======== RECORDS SHOWN ========

PR #2547, opened 2017-11-09
 Fixes Throws.Exception failing to catch async exceptions

### LINKED ISSUE #1899: Constraint Throws.Exception does not catch exception with async lambdas
After converting tests from NUnit 2.6.4 to 3.5.0, a few of them starting failing for no reason. After a quick diagnostic, all of them use the constraint `Throws.Exception` with an async lambda (don't care about the actual exception type, just checking that it fails on invalid input).

The behavior is that the test case fails by throwing the actual Exception, instead of catching it.

I have other places that use `Throws.Exception` with regular non-async lambda, and all of them work as intended.

Finally, I noticed that if I replace `Throws.Exception` with `Throws.Exception.TypeOf(...)` then the test pass properly with async lambdas.

Simple repro here:
```CSharp
namespace Tests
{
	using System;
	using System.Threading;
	using System.Threading.Tasks;
	using NUnit.Framework;

	[TestFixture]
	public class Test_Throw_Exception
	{

		[Test]
		public void Test_Blocking()
		{
			Assert.That(() => { Thread.Sleep(1000); throw new Exception("KAPOW"); }, Throws.Exception);
			// => PASS
		}

		[Test]
		public async Task Test_Async_1()
		{
			Assert.That(async () => { await Task.Delay(1000); throw new Exception("KAPOW"); }, Throws.Exception);
			// => will throw
		}

		[Test]
		public async Task Test_Async_2()
		{
			Assert.That(async () => { await Task.Delay(1000); throw new Exception("KAPOW"); }, Throws.Exception.TypeOf(typeof(Exception)));
			// => PASS
		}

	}
}
```

With NUnit 2.6.4, all three test cases pass.

With NUnit 3.5.0, tests `Test_Blocking` and `Test_Async_2` pass, but test `Test_Async_1` fails with the following output:
```
Test 'Tests.Test_Throw_Exception.Test_Async_1' failed: System.Exception : KAPOW
	Project\Test.cs(310,0): at Tests.Test_Throw_Exception.<>c.<<Test_Async_1>b__1_0>d.MoveNext()
	--- End of stack trace from previous location where exception was thrown ---
	at NUnit.Framework.Internal.ExceptionHelper.Rethrow(Exception exception)
	at NUnit.Framework.Constraints.Constraint.ApplyTo[TActual](ActualValueDelegate`1 del)
	at NUnit.Framework.Assert.That[TActual](ActualValueDelegate`1 del, IResolveConstraint expr, String message, Object[] args)
	at NUnit.Framework.Assert.That[TActual](ActualValueDelegate`1 del, IResolveConstraint expr)
	Project\Test.cs(310,0): at Tests.Test_Throw_Exception.<Test_Async_1>d__1.MoveNext()
	--- End of stack trace from previous location where exception was thrown ---
	at NUnit.Framework.Internal.ExceptionHelper.Rethrow(Exception exception)
	at NUnit.Framework.Internal.Commands.TestMethodCommand.RunAsyncTestMethod(TestExecutionContext context)

0 passed, 1 failed, 0 skipped, took 1,95 seconds (NUnit 3.5.0).
```

Tested with Resharper, TestDriven.net and NUnit.ConsoleRunner.3.5.0 package, under VS2015

jnm2:
Fixes #1899.

### DIFF
--- a/src/NUnitFramework/framework/Constraints/ThrowsExceptionConstraint.cs
+++ b/src/NUnitFramework/framework/Constraints/ThrowsExceptionConstraint.cs
@@ -1,4 +1,4 @@
-﻿// ***********************************************************************
+// ***********************************************************************
 // Copyright (c) 2012 Charlie Poole, Rob Prouse
 //
 // Permission is hereby granted, free of charge, to any person obtaining
@@ -22,7 +22,11 @@
 // ***********************************************************************
 
 using System;
+
+#if ASYNC
+using System.Threading.Tasks;
 using NUnit.Framework.Internal;
+#endif
 
 namespace NUnit.Framework.Constraints
 {
@@ -90,13 +94,17 @@ namespace NUnit.Framework.Constraints
         }
 
         /// <summary>
-        /// Returns the ActualValueDelegate itself as the value to be tested.
+        /// Applies the constraint to an ActualValueDelegate that returns
+        /// the value to be tested. The default implementation simply evaluates
+        /// the delegate but derived classes may override it to provide for
+        /// delayed processing.
         /// </summary>
-        /// <param name="del">A delegate representing the code to be tested</param>
-        /// <returns>The delegate itself</returns>
-        protected override object GetTestObject<TActual>(ActualValueDelegate<TActual> del)
+        public override ConstraintResult ApplyTo<TActual>(ActualValueDelegate<TActual> del)
         {
-            return new TestDelegate(() => del());
+#if ASYNC
+            if (typeof(TActual) == typeof(Task)) return ApplyTo(new AsyncTestDelegate(() => (Task)(object)del.Invoke()));
+#endif
+            return ApplyTo(new TestDelegate(() => del.Invoke()));
         }
 
         #region Nested Result Class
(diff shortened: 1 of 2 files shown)


src/NUnitFramework/framework/Constraints/ThrowsExceptionConstraint.cs
```diff
@@ -22,7 +22,11 @@
 // ***********************************************************************
 
 using System;
+
+#if ASYNC
+using System.Threading.Tasks;
 using NUnit.Framework.Internal;
```
oznetmaster: Should this be inside the #if/#endif?  It was not previously.

jnm2: Yes. It was only needed by the original conditional ASYNC section.

CharliePoole:
Not  important but FWIW our practice has varied on wrapping using statements in conditionals. Originally, I only did it if the using statement failed to compile. As many contributors started to use tools that gave warnings about such things, we began to wrap them to turn off the warning. I don't use such tools myself, so I'm happy with the original practice, but it's not an issue I care about much one way or the other.

jnm2:
@CharliePoole I think we're in the same mental space. I only do it if it fails to compile (as in this case) but then I also move the related using directives into the same group for clarity.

========

*WORK ORDER*
Each line of the records should be repeated exactly as it stands.

*TASK ANSWER*
PR #2547, opened 2017-11-09
 Fixes Throws.Exception failing to catch async exceptions

### LINKED ISSUE #1899: Constraint Throws.Exception does not catch exception with async lambdas
After converting tests from NUnit 2.6.4 to 3.5.0, a few of them starting failing for no reason. After a quick diagnostic, all of them use the constraint `Throws.Exception` with an async lambda (don't care about the actual exception type, just checking that it fails on invalid input).

The behavior is that the test case fails by throwing the actual Exception, instead of catching it.

I have other places that use `Throws.Exception` with regular non-async lambda, and all of them work as intended.

Finally, I noticed that if I replace `Throws.Exception` with `Throws.Exception.TypeOf(...)` then the test pass properly with async lambdas.

Simple repro here:
```CSharp
namespace Tests
{
	using System;
	using System.Threading;
	using System.Threading.Tasks;
	using NUnit.Framework;

	[TestFixture]
	public class Test_Throw_Exception
	{

		[Test]
		public void Test_Blocking()
		{
			Assert.That(() => { Thread.Sleep(1000); throw new Exception("KAPOW"); }, Throws.Exception);
			// => PASS
		}

		[Test]
		public async Task Test_Async_1()
		{
			Assert.That(async () => { await Task.Delay(1000); throw new Exception("KAPOW"); }, Throws.Exception);
			// => will throw
		}

		[Test]
		public async Task Test_Async_2()
		{
			Assert.That(async () => { await Task.Delay(1000); throw new Exception("KAPOW"); }, Throws.Exception.TypeOf(typeof(Exception)));
			// => PASS
		}

	}
}
```

With NUnit 2.6.4, all three test cases pass.

With NUnit 3.5.0, tests `Test_Blocking` and `Test_Async_2` pass, but test `Test_Async_1` fails with the following output:
```
Test 'Tests.Test_Throw_Exception.Test_Async_1' failed: System.Exception : KAPOW
	Project\Test.cs(310,0): at Tests.Test_Throw_Exception.<>c.<<Test_Async_1>b__1_0>d.MoveNext()
	--- End of stack trace from previous location where exception was thrown ---
	at NUnit.Framework.Internal.ExceptionHelper.Rethrow(Exception exception)
	at NUnit.Framework.Constraints.Constraint.ApplyTo[TActual](ActualValueDelegate`1 del)
	at NUnit.Framework.Assert.That[TActual](ActualValueDelegate`1 del, IResolveConstraint expr, String message, Object[] args)
	at NUnit.Framework.Assert.That[TActual](ActualValueDelegate`1 del, IResolveConstraint expr)
	Project\Test.cs(310,0): at Tests.Test_Throw_Exception.<Test_Async_1>d__1.MoveNext()
	--- End of stack trace from previous location where exception was thrown ---
	at NUnit.Framework.Internal.ExceptionHelper.Rethrow(Exception exception)
	at NUnit.Framework.Internal.Commands.TestMethodCommand.RunAsyncTestMethod(TestExecutionContext context)

0 passed, 1 failed, 0 skipped, took 1,95 seconds (NUnit 3.5.0).
```

Tested with Resharper, TestDriven.net and NUnit.ConsoleRunner.3.5.0 package, under VS2015

jnm2:
Fixes #1899.

### DIFF
--- a/src/NUnitFramework/framework/Constraints/ThrowsExceptionConstraint.cs
+++ b/src/NUnitFramework/framework/Constraints/ThrowsExceptionConstraint.cs
@@ -1,4 +1,4 @@
-﻿// ***********************************************************************
+// ***********************************************************************
 // Copyright (c) 2012 Charlie Poole, Rob Prouse
 //
 // Permission is hereby granted, free of charge, to any person obtaining
@@ -22,7 +22,11 @@
 // ***********************************************************************
 
 using System;
+
+#if ASYNC
+using System.Threading.Tasks;
 using NUnit.Framework.Internal;
+#endif
 
 namespace NUnit.Framework.Constraints
 {
@@ -90,13 +94,17 @@ namespace NUnit.Framework.Constraints
         }
 
         /// <summary>
-        /// Returns the ActualValueDelegate itself as the value to be tested.
+        /// Applies the constraint to an ActualValueDelegate that returns
+        /// the value to be tested. The default implementation simply evaluates
+        /// the delegate but derived classes may override it to provide for
+        /// delayed processing.
         /// </summary>
-        /// <param name="del">A delegate representing the code to be tested</param>
-        /// <returns>The delegate itself</returns>
-        protected override object GetTestObject<TActual>(ActualValueDelegate<TActual> del)
+        public override ConstraintResult ApplyTo<TActual>(ActualValueDelegate<TActual> del)
         {
-            return new TestDelegate(() => del());
+#if ASYNC
+            if (typeof(TActual) == typeof(Task)) return ApplyTo(new AsyncTestDelegate(() => (Task)(object)del.Invoke()));
+#endif
+            return ApplyTo(new TestDelegate(() => del.Invoke()));
         }
 
         #region Nested Result Class
(diff shortened: 1 of 2 files shown)


src/NUnitFramework/framework/Constraints/ThrowsExceptionConstraint.cs
```diff
@@ -22,7 +22,11 @@
 // ***********************************************************************
 
 using System;
+
+#if ASYNC
+using System.Threading.Tasks;
 using NUnit.Framework.Internal;
```
oznetmaster: Should this be inside the #if/#endif?  It was not previously.

jnm2: Yes. It was only needed by the original conditional ASYNC section.

CharliePoole:
Not  important but FWIW our practice has varied on wrapping using statements in conditionals. Originally, I only did it if the using statement failed to compile. As many contributors started to use tools that gave warnings about such things, we began to wrap them to turn off the warning. I don't use such tools myself, so I'm happy with the original practice, but it's not an issue I care about much one way or the other.

jnm2:
@CharliePoole I think we're in the same mental space. I only do it if it fails to compile (as in this case) but then I also move the related using directives into the same group for clarity.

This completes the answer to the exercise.